Hi everyone,
I'm fairly new to ATAC-seq analysis and learning everything as I go.
I'm currently analyzing ATAC-seq data processed using the PEPATAC pipeline, followed by differential accessibility analysis using DiffBind. I performed triplicate experiments for each treatment group (A, B, C), and most replicates cluster well — except for one sample in the B group (B_rep3), which consistently appears separated in the PCA plot.
Here’s what I did:
- Preprocessing: PEPATAC pipeline
- Peak calling: Iterative merging to get consensus peak set
- Read counting: dba.count() on iterative peaks
- Normalization: dba.normalize() with native method and background bin size
- Analysis: dba.analyze() with both DESeq2 and edgeR
- PCA: dba.plotPCA() on raw, normalized, and analysis objects
The issue:
In the PCA plot generated by dba.plotPCA(), B_rep3 clusters apart from B_rep1 and B_rep2. However, based on preseq plots, B_rep3 actually has the best library complexity and saturation.
FRiP and read counts (before normalization):
- B_rep1: 13M reads, FRiP 0.23
- B_rep2: 12M reads, FRiP 0.25
- B_rep3: 26M reads, FRiP 0.29
I assumed normalization would correct for this, but B_rep3 still clusters away.
Interestingly, when I apply DESeq2's vst() transformation to the raw count matrix and plot PCA, the replicates cluster perfectly — but I know vst is usually for RNA-seq, not ATAC-seq.
My questions:
- Is it okay to include vst-based PCA plots for visualization in ATAC-seq, even if not used downstream?
- Would reviewers criticize the PCA separation, or is it fine as long as QC (preseq, FRiP) is strong?
- Would it make sense to include QC plots in the Supplement to justify keeping the sample?
- Why might vst give better clustering, and is it acceptable to show both?
Thanks so much in advance — any thoughts or similar experiences would help a lot!
Thank you so much for your kind and clear explanation, this really helped clarify what I was unsure about!
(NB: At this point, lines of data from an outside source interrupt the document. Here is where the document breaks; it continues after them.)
PR #389, opened 2019-06-12
Add TCP support for onion client

kurnevsky:


src/toxcore/dht/server/mod.rs
```diff
@@ -1492,6 +1499,10 @@ mod tests {
         pub fn has_friend(&self, pk: &PublicKey) -> bool {
             self.friends.read().contains_key(pk)
         }
+
+        pub fn add_node(&self, node: PackedNode) {
+            assert!(self.close_nodes.write().try_add(node));
```
kpp: assert! is not a good idea since a debug version can fail in runtime and crash the app.

kurnevsky: `add_node` is for tests only.

kpp: ><' Sorry. github does not always show the context correctly.

src/toxcore/onion/client/mod.rs
```diff
@@ -2301,4 +2348,64 @@ mod tests {
...
+            nonce: gen_nonce(),
+            pk: gen_keypair().0,
+            payload: vec![42; 123],
+        });
+
+        let path = OnionPath::new([
+            PackedNode::new("127.0.0.1:12346".parse().unwrap(), &relay_pk),
+            PackedNode::new("127.0.0.1:12347".parse().unwrap(), &gen_keypair().0),
+            PackedNode::new("127.0.0.1:12348".parse().unwrap(), &gen_keypair().0),
+        ], /* TCP */ true);
```
kpp: Please add TODO to replace bool with enum

src/toxcore/onion/client/nodes_pool.rs
```diff
@@ -52,6 +56,47 @@ impl NodesPool {
...
+        loop {
+            node_2 = self.rand().unwrap();
+            if node_2 != node_1 {
+                break;
+            }
+        }
+        let mut node_3;
+        loop {
+            node_3 = self.rand().unwrap();
+            if node_3 != node_1 && node_3 != node_2 {
```
kpp: What if there is less than 3 nodes in the pool? Will you enter an infinite loop?

src/toxcore/onion/client/nodes_pool.rs
```diff
@@ -52,6 +56,47 @@ impl NodesPool {
     pub fn len(&self) -> usize {
         self.nodes.len()
     }
+
+    /// Build new random onion path with first UDP node.
+    pub fn udp_path(&self) -> Option<OnionPath> {
```
kpp: Is there a way to shuffle a Vec and take first three items?

kurnevsky: Not with sodiumoxide being used for rng. Also shuffling might be less performant nodes pool is filled.

src/toxcore/onion/client/mod.rs
kpp: Or a new issue

kurnevsky: Simply added enum :)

I truly appreciate you taking the time to share your insight. Wishing you all the best in your research and everything ahead!
Don't ask me why but the spam bot got triggered and suspended you. I reinstated you, not sure why that happened.
The tone was too nice :-) The bot thought it couldn't possibly be about bioinformatics
Thank you so much for your kind and clear explanation, this really helped clarify what I was unsure about! I truly appreciate you taking the time to share your insight. Wishing you all the best in your research and everything ahead!